TÉCNICAS DE CONTROLE 

Camila Cury enfatiza que é essencial aprender a gerenciar os pensamentos, porque o que se pensa incide sobre como os sentimos e as emoções agem sobre o comportamento. Portanto, a chave é focar na qualidade do que pensamos. “Augusto Cury nos mostra que podemos aplicar duas importantes técnicas de gestão da emoção.

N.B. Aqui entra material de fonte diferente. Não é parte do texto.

PR #2678, opened 2020-04-27
ExtSourceSql with pooling connections

martin-kuba:
Changed implementation of **ExtSourceSql** and **ExtSourcesManagerImpl** to use database connections obtained from pooling DataSources instead of keeping a special connection open for each one.
- changed parsing of XML file perun-extSources.xml in ExtSourcesManagerImpl 
  - replaced parsing library DOM with DOM4J, it is much easier to use 
  - replaced project dependency on JDOM, which was not used, with dependency on DOM4J
  - parsing of perun-extSources.xml detects new tags **&lt;dbpool>** and creates a read-only Hikari pool for each one (special mark **&lt;main/>** is available for referencing the main pool instead of creating a new one)
  - extSources of type ExtSourceSql  now support a new attribute **dbpool** referencing a db pool
  - for backward compatibility, extSources of type ExtSourceSql with legacy attributes **url**, **driver**, **user** and **password** are detected and dbpools are created for them
- added method **destroy()** to PerunBlImpl, ExtSourcesManagerBl, ExtSourcesManagerBlImpl, ExtSourcesManagerImplApi and ExtSourcesManagerImpl which closes created DataSources on shutdown
- changed implementation of methods **querySource()** and **groupQuery()** to be faster by pre-processing result set metadata outside of the reading loop and reading only available columns, thus avoiding throwing-and-catching exceptions just to detect missing columns on each row
- rewrote  **ExtSourcesManagerBlImpl** to cache instances of ExtSources in memory to avoid a lot of database queries
- replaced injection of PerunBl instance into static variable in ExtSource* classes from perun-core.xml with all ExtSource descendants implementing a new class EtxSourceImpl that has a setter for PerunBl, and this is called right after creation of a new instance in EXTSOURCE_MAPPER
- replaced usages of EXT_SOURCES_EXTRACTOR with EXTSOURCE_MAPPER in ExtSourcesManagerImpl and changed SQL queries to spare useless extracting and immediate throwing away of attribute values when reading just ExtSources
- in AuthzResolverIntegrationTest added refreshing ExtSources before every test

### DIFF
--- a/perun-core/src/main/java/cz/metacentrum/perun/core/blImpl/ExtSourcesManagerBlImpl.java
+++ b/perun-core/src/main/java/cz/metacentrum/perun/core/blImpl/ExtSourcesManagerBlImpl.java
@@ -27,7 +27,6 @@ import cz.metacentrum.perun.core.api.exceptions.ExtSourceUnsupportedOperationExc
 import cz.metacentrum.perun.core.api.exceptions.InternalErrorException;
 import cz.metacentrum.perun.core.api.exceptions.SubjectNotExistsException;
 import cz.metacentrum.perun.core.api.exceptions.VoNotExistsException;
-
 import cz.metacentrum.perun.core.bl.ExtSourcesManagerBl;
 import cz.metacentrum.perun.core.bl.PerunBl;
 import cz.metacentrum.perun.core.impl.Utils;
@@ -36,6 +35,7 @@ import cz.metacentrum.perun.core.implApi.ExtSourcesManagerImplApi;
 import org.slf4j.Logger;
 import org.slf4j.LoggerFactory;
 
+import javax.sql.DataSource;
 import java.util.ArrayList;
 import java.util.HashMap;
 import java.util.List;
@@ -43,6 +43,7 @@ import java.util.Map;
 import java.util.concurrent.atomic.AtomicBoolean;
 import java.util.regex.Matcher;
 import java.util.regex.Pattern;
+import java.util.stream.Collectors;
 
 public class ExtSourcesManagerBlImpl implements ExtSourcesManagerBl {
 	final static Logger log = LoggerFactory.getLogger(ExtSourcesManagerBlImpl.class);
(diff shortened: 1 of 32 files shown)


martin-kuba:
deleted branch by mistake

perun-core/src/main/java/cz/metacentrum/perun/core/impl/ExtSourceSql.java
```diff
@@ -119,299 +125,153 @@ public ExtSourceSql() {
...
-						map.put("login", rs.getString("login"));
-					} catch (SQLException e) {
-						// If the column doesn't exists, ignore it
-						map.put("login", null);
+	protected List<Map<String,String>> querySource(String query, String searchString, int maxResults) throws InternalErrorException {
+		log.debug("Searching for '{}' in external source '{}'", searchString, getName());
+		try (Connection con = dataSource.getConnection()) {
+			try (PreparedStatement st = con.prepareStatement(query)) {
+				// Substitute the ? in the query by the searchString
+				if (searchString != null && !searchString.isEmpty()) {
```
zlamalp, line 152: We can use ``StringUtils.isNotEmpty(searchString)`` or even ``StringUtils.isNotBlank(searchString)``. Its not necessary, I just like those methods, since they can make code more readable if we check multiple conditions.

perun-core/src/main/java/cz/metacentrum/perun/core/impl/ExtSourceSql.java
```diff
@@ -119,299 +125,153 @@ public ExtSourceSql() {
...
 								} catch (IOException ex) {
-									log.error("Unable to read BLOB for column {}", columnName);
-									throw new InternalErrorException("Unable to read BLOB data for column: " + columnName, ex);
+									throw new InternalErrorException("Unable to read BLOB data for column: " + columnMapping.columnName, ex);
 								}
 							} else {
-								// let driver to convert type to string
-								attributeValue = rs.getString(i);
-							}
-							if (rs.wasNull()) {
```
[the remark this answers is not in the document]
martin-kuba: The javadoc for getString() states that it returns Java null for NULL.

perun-core/src/main/java/cz/metacentrum/perun/core/impl/ExtSourceSql.java
```diff
@@ -119,299 +125,153 @@ public ExtSourceSql() {
...
+							columnMappings.add(new ColumnMapping(columnName, i, columnName.toLowerCase(), false));
+						}
+					}
+					// process each row
+					List<Map<String, String>> subjects = new ArrayList<>();
+					while (rs.next()) {
+						Map<String, String> map = new HashMap<>();
+						for (ColumnMapping columnMapping : columnMappings) {
+							if (columnMapping.blob) {
+								try (InputStream in = rs.getBinaryStream(columnMapping.columnIndex)) {
```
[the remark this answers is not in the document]
martin-kuba: Base64 uses only safe ASCII characters

perun-core/src/main/java/cz/metacentrum/perun/core/impl/ExtSourceSql.java
martin-kuba: OK, this code was there before my change, replaced.

perun-core/src/main/java/cz/metacentrum/perun/core/blImpl/ExtSourcesManagerBlImpl.java
```diff
@@ -62,67 +74,111 @@ public ExtSourcesManagerBlImpl(ExtSourcesManagerImplApi extSourcesManagerImpl) {
...
+		ExtSourceUnity.setPerunBlImpl((PerunBlImpl) perunBl);
+		ExtSourceCSV.setPerunBlImpl((PerunBlImpl) perunBl);
+		ExtSourceISMU.setPerunBlImpl((PerunBlImpl) perunBl);
+		ExtSourceLdap.setPerunBlImpl((PerunBlImpl) perunBl);
+		ExtSourceSql.setPerunBlImpl((PerunBlImpl) perunBl);
+		ExtSourcePerun.setPerunBlImpl((PerunBlImpl) perunBl);
+		ExtSourceREMS.setPerunBlImpl((PerunBlImpl) perunBl);
+		ExtSourceTCS.setPerunBlImpl((PerunBlImpl) perunBl);
+		ExtSourceSqlComplex.setPerunBlImpl((PerunBlImpl) perunBl);
+		ExtSourceXML.setPerunBlImpl((PerunBlImpl) perunBl);
```
stavamichal, line 88: Are you sure it can't be done in more general way? To prevent anybody from forgetting of adding new ExtSource to method for initialization?

perun-core/src/main/java/cz/metacentrum/perun/core/blImpl/ExtSourcesManagerBlImpl.java
```diff
@@ -62,67 +74,111 @@ public ExtSourcesManagerBlImpl(ExtSourcesManagerImplApi extSourcesManagerImpl) {
...
+		this.extSourcesManagerImpl.destroy();
 	}
 
 	@Override
 	public ExtSource createExtSource(PerunSession sess, ExtSource extSource, Map<String, String> attributes) throws InternalErrorException, ExtSourceExistsException {
 		getPerunBl().getAuditer().log(sess, new ExtSourceCreated(extSource));
-		return getExtSourcesManagerImpl().createExtSource(sess, extSource, attributes);
+		ExtSource extSource1 = getExtSourcesManagerImpl().createExtSource(sess, extSource, attributes);
+		extSourcesByIdMap.put(extSource1.getId(), extSource);
+		extSourcesByNameMap.put(extSource1.getName(), extSource);
```
stavamichal, line 120: Is there any reason to use old extSource instead of returned one? If yes, than at least change name of the variable to 'returnedExtSource' or 'createdExtSource'.

perun-core/src/main/java/cz/metacentrum/perun/core/blImpl/ExtSourcesManagerBlImpl.java
```diff
@@ -62,67 +74,111 @@ public ExtSourcesManagerBlImpl(ExtSourcesManagerImplApi extSourcesManagerImpl) {
...
+		Map<String,ExtSource> extSourcesByNameMap = new HashMap<>();
+		// read all ExtSources from database
+		List<ExtSource> extSources = getExtSourcesManagerImpl().getExtSources(sess);
+		// cache them in hashmaps
+		for(ExtSource extSource : extSources) {
+			extSourcesByIdMap.put(extSource.getId(), extSource);
+			extSourcesByNameMap.put(extSource.getName(), extSource);
+		}
+		this.extSourcesByIdMap = extSourcesByIdMap;
+		this.extSourcesByNameMap = extSourcesByNameMap;
```
stavamichal, line 107: We should consider of locking these maps while changing to prevent race conditions. What do you think? At least there is a small window when extSourceByIdMap could be different from extSourceByNameMap.

perun-core/src/main/java/cz/metacentrum/perun/core/blImpl/ExtSourcesManagerBlImpl.java
```diff
@@ -259,23 +314,15 @@ public Candidate getCandidate(PerunSession perunSession, Map<String,String> subj
...
 		if(subjectData.get("isSponsoredUser") == null) {
 			candidate.setSponsoredUser(false);
 		} else {
 			String isSponsoredUser = subjectData.get("isSponsoredUser");
-			if(isSponsoredUser.equals("true")) {
-				candidate.setSponsoredUser(true);
-			} else {
-				candidate.setSponsoredUser(false);
-			}
+			candidate.setSponsoredUser(isSponsoredUser.equals("true"));
```
stavamichal, line 325: These two changes are not part of the logic of this PR. If you insist to change them here, you need to add them to the commit message.

perun-core/src/main/java/cz/metacentrum/perun/core/blImpl/PerunBlImpl.java
```diff
@@ -570,6 +570,11 @@ public void initialize() throws InternalErrorException {
 		}
 	}
 
+	public void destroy() {
+		log.debug("destroying");
+		this.extSourcesManagerBl.destroy();
+	}
```
stavamichal, line 576: Please add at least small javadoc here with information, that this method is usually called when Perun is going down to clean all opened Resources. I know it is standard behavior, but it is little confusing to see it destroying only extSources manager.

perun-core/src/main/java/cz/metacentrum/perun/core/blImpl/ExtSourcesManagerBlImpl.java
martin-kuba: It can, I have made all the classes to extend a new class ExtSourceImpl which has the method setPerunBl() that is called when a new instance is created.

perun-core/src/main/java/cz/metacentrum/perun/core/blImpl/ExtSourcesManagerBlImpl.java
martin-kuba: There returned class is a subclass of ExtSource based on the specified type.

perun-core/src/main/java/cz/metacentrum/perun/core/blImpl/ExtSourcesManagerBlImpl.java
martin-kuba: I think there cannot be a race condition. Assigning is atomic, so any code sees either the state before reloading, or after reloading.

perun-core/src/main/java/cz/metacentrum/perun/core/blImpl/PerunBlImpl.java
martin-kuba: done

stavamichal:
Please rebase this PR. Thank you.

martin-kuba:
done as #3895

A Mesa-redonda do Eu (que consiste em fazer um autodiálogo, não sobre nossos pensamentos, mas com nossos pensamentos, analisando a qualidade dos mesmos, pensar sobre o que pensamos) e o Duvidar, Criticar e Determinar (DCD) sobre nossos pensamentos, particularmente os invasivos e negativos, dando-lhes um choque de lucidez.”

Diante das notícias e dessa situação, por exemplo, Camila Cury explica o valor de analisar e questionar: “Pensa: 'Me desesperar vai ajudar a resolver o problema ou vai me criar mais problemas?'. Não posso decidir sobre os pensamentos que veem à minha mente, mas posso determinar o que desejo fazer com eles. Se nós não dominamos nossos pensamentos, eles assumem as rédeas e o controle de nossas emoções e comportamentos”.